The very concept of assigning ratings to different bots or players presupposes that it is possible to do so in a way that then for each possible pair of players, the ratings difference approximately predicts the chance of winning. This assumption tends to works surprisingly well so long as (1) all players involved are “natural” players (not artificial contrived strategies that will throw games or do anomalous things in specific cases, nor adversarially-optimized strategies designed to defeat a specific opponent), AND (2) the players involved are not too close to perfect.

Very near optimal play, it becomes a worse approximation. Mistakes become isolated and few and don’t “average out” in a law-of-large-numbers sort of way. You will happen to draw or win or lose a lot or not depending on the opponent just so happening to prefer a particular set of openings that a bot plays well, rather than other objectively perfect openings that the bot has a single blind spot for in a shape that results. A “stronger” opponent might just so happen to prefer a different opening and do worse by only drawing, etc.

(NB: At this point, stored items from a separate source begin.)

PR #5450, opened 2022-02-21
Adding EfficientNetV2 architecture

datumbox:
Related to #2707

Adds EfficientNetV2 implementation on the existing EfficientNet class. 

This PR is influenced by earlier work done by @xiaohu2015 at #4910


torchvision/models/efficientnet.py
```diff
@@ -178,12 +256,19 @@ def __init__(
...
-        if block is None:
-            block = MBConv
+        if "block" in kwargs:
+            warnings.warn(
+                "The parameter 'block' is deprecated since 0.13 and will be removed 0.15. "
+                "Please pass this information on 'MBConvConfig.block' instead."
+            )
+            if kwargs["block"] is not None:
+                for s in inverted_residual_setting:
+                    if isinstance(s, MBConvConfig):
```
jdsgomes, line 270: Nit: according to the signature this should always be True, unless the caller passes the wrong type, in which case I think it is ok to break.

jdsgomes (commented):
Looks good to me so far. Just left a small nit

torchvision/models/efficientnet.py
datumbox: Good catch. The signature was wrong. It should have been `Union[MBConvConfig, FusedMBConvConfig]`. I'll correct now.

xiaohu2015:
> Related to #2707
> 
> Adds EfficientNetV2 implementation on the existing EfficientNet class.
> 
> This PR is influenced by earlier work done by @xiaohu2015 at #4910

Do you have checked the accuray of the converted TF weights. In TF, they used a different BN parameter:
`
norm_layer = partial(nn.BatchNorm2d, eps=1e-03)
` 
this difference affect the accuracy, another gap maybe lay in the padding mode.

datumbox:
@xiaohu2015 Yes. You get a hit of about 0.3 on the Small model (`Acc@1 83.602 Acc@5 96.556`).

The reason why I haven't overwritten the BN configuration is because we plan to train it from scratch rather than using the TF weights. There are a few techniques used on the paper that are not supported by our reference scripts (like progressive learning) so depending on how close the delta from the training will be we might try to close this gap.

torchvision/models/efficientnet.py
```diff
@@ -149,27 +172,88 @@ def forward(self, input: Tensor) -> Tensor:
...
 
         Args:
-            inverted_residual_setting (List[MBConvConfig]): Network structure
+            inverted_residual_setting (Sequence[Union[MBConvConfig, FusedMBConvConfig]]): Network structure
             dropout (float): The droupout probability
             stochastic_depth_prob (float): The stochastic depth probability
             num_classes (int): Number of classes
-            block (Optional[Callable[..., nn.Module]]): Module specifying inverted residual building block for mobilenet
             norm_layer (Optional[Callable[..., nn.Module]]): Module specifying the normalization layer to use
+            last_channel (int): The number of channels on the penultimate layer
```
jdsgomes, line 256: NIT: perhaps `lastconv_output_channels` would be a better name

jdsgomes: If you decide to make this change there are many occurrences in the codebase

jdsgomes (commented):
LGTM, just have a small nit

xiaohu2015:
> @xiaohu2015 Yes. You get a hit of about 0.3 on the Small model (`Acc@1 83.602 Acc@5 96.556`).
> 
> The reason why I haven't overwritten the BN configuration is because we plan to train it from scratch rather than using the TF weights. There are a few techniques used on the paper that are not supported by our reference scripts (like progressive learning) so depending on how close the delta from the training will be we might try to close this gap by making the proposed patch.

I have a question: you got 83.1 top-1 acc using TF weights, is this result tested on `nn.BatchNorm2d, eps=1e-03`?

torchvision/models/efficientnet.py
datumbox: That's what I originally had but then I noticed that the `last_channel` is used in other places such as the MobileNetV3 so I thought to make it aligned. I don't think we can change it at MobileNetV3 because that would be BC-breaking and not sure it's worth it.

datumbox:
@xiaohu2015 Yes correct. The accuracy you see on the source code (83.1) is with the TF weights and without the BN patch. After applying the BN patch, we can reach 83.6. The reason why the BN patch is not on the source code is because I'm currently training the model from scratch and I want to see if that's necessary. Note that the ported TF weights are just added for my convenience to be able to run some of the tests and for checking that nothing is fundamentally broken with the implementation.

xiaohu2015:
> @xiaohu2015 Yes correct. The accuracy you see on the source code (83.1) is with the TF weights and without the BN patch. After applying the BN patch, we can reach 83.6. The reason why the BN patch is not on the source code is because I'm currently training the model from scratch and I want to see if that's necessary. Note that the ported TF weights are just added for my convenience to be able to run some of the tests and for checking that nothing is fundamentally broken with the implementation.

thanks. because I used the timm weights (converted from TF), but I cannot get such accuacy even with the BN patch (about 83.0%), maybe I missed some things.

datumbox:
@xiaohu2015 I've just replaced the weights for the Small variant with some trained from scratch using TorchVision's recipe. We can do better than the paper by ~0.3 points:
`Acc@1 84.228 Acc@5 96.878`

The above means that we don't have to implement TF specific tricks to reproduce the paper, which massively simplifies our code. I kicked off the training for the Medium and Large variants, so once we have them I'll update the PR and release.

jdsgomes (approved):
LGTM thank you!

This has been the case with 9x9 CGOS (computer go server), where among the bots near the very top, the ratings system works a lot worse. Even if you have a lot of games and converge, the rating you converge to depends on what other bots happen to be running a lot at the same time as you are, and there are inconsistencies in the all-time ratings as a result.

For now, I think 19x19 CGOS is still pretty good and doesn’t seem yet have the same issues, but if you’re talking about hypothetical perfect play even on 19x19, you’re probably into similarly sketchy territory. From 9x9 we’ve seen that ratings don’t become entirely meaningless, there’s still some decent amount of correlation, but the assumptions that the existence of a rating itself is founded on also don’t hold up that well either, so ratings work poorly and can’t be defined all that precisely.

3 Likes

I don’t expect a perfect player to actually reach some astronomically large rating in practice. I do expect it to eventually reach a very high rating (compared to current top bot ratings). However high that rating will be, I still don’t expect such a perfect player to be able to give 9 stones handicap to a top pro, so it should be ranked lower than 20d EGF (I expect more like 13d, able to give 3 stones handicap to Shin JinSeo)).

Ofcourse the Elo rating system itself is not perfect, and neither is the rank system based on handicap. Both systems assume that skill gaps between players are perfectly transitive and than these skill gaps can be projected on a single dimension without loss of information.
In reality those assumptions will only hold to some degree. But I still think it is a useful approximation that works well enough under the circumstances it is normally used for: a larger population of players with a somewhat homogeneous skill distribution, where everyone plays frequently against a wide variety of opponents where both players have an unnegligible chance of winning.

I think of it as if the whole thing can more or less be seen as a collection of atoms (players) that together form some sort of coherent macroscopic fluid body with a temperature (rating) gradient. Also in such an image, the potential simplifications are no longer valid when the model breaks down, like when you have only isolated clusters of atoms or other anomalous inhomogeneities.